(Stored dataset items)
PR #4148, opened 2025-02-25
Use setItemsPageable in data binding docs

Artur-:


articles/flow/binding-data/data-provider.adoc
```diff
@@ -134,9 +134,36 @@ Currently, only `Grid` and `ComboBox` support lazy data binding. To use it, thou
...
+
+// Assuming a service like
+class ProductService {
+  public List<Product> list(Pageable pageable) { ... }
+}
+----
+
+The `setItemsPageable` method takes care of making the Grid request available in a Spring friendly format, as a `Pageable` instance. This `Pageable` instance contains information about which page (offset/limit) to load and also about how to sort the data (based on what is selected in the Grid). Many spring data sources use `Pageable` so you can directly pass it into e.g. a JPA repository class.
+
+If you Spring service requires additional parameters, you can use the longer version
```
mshabarov, line 156:
```suggestion
If your Spring service requires additional parameters, you can use the longer version
```

articles/flow/binding-data/data-provider.adoc
```diff
@@ -134,9 +134,36 @@ Currently, only `Grid` and `ComboBox` support lazy data binding. To use it, thou
...
+
+[source,java]
+----
+grid.setItemsPageable(pageable -> productService.list(pageable, somethingElse));
+----
```
mshabarov, line 161: Not sure what's the goal of adding this code snippet as it shows how one can modify the service method, whereas the same `setItemsPageable` is used here.

mshabarov: I'd replace `somethingElse` with a meaningful example, e.g. a full text search string filter.

mshabarov (approved):
In general looks good to me, nice work done! The only comment is about `somethingElse` example.

Artur-:
Something is better than nothing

_Exercise description:_ Search the records for the word "requires". Copy each line where it appears.

_Written response:_
+If you Spring service requires additional parameters, you can use the longer version
If your Spring service requires additional parameters, you can use the longer version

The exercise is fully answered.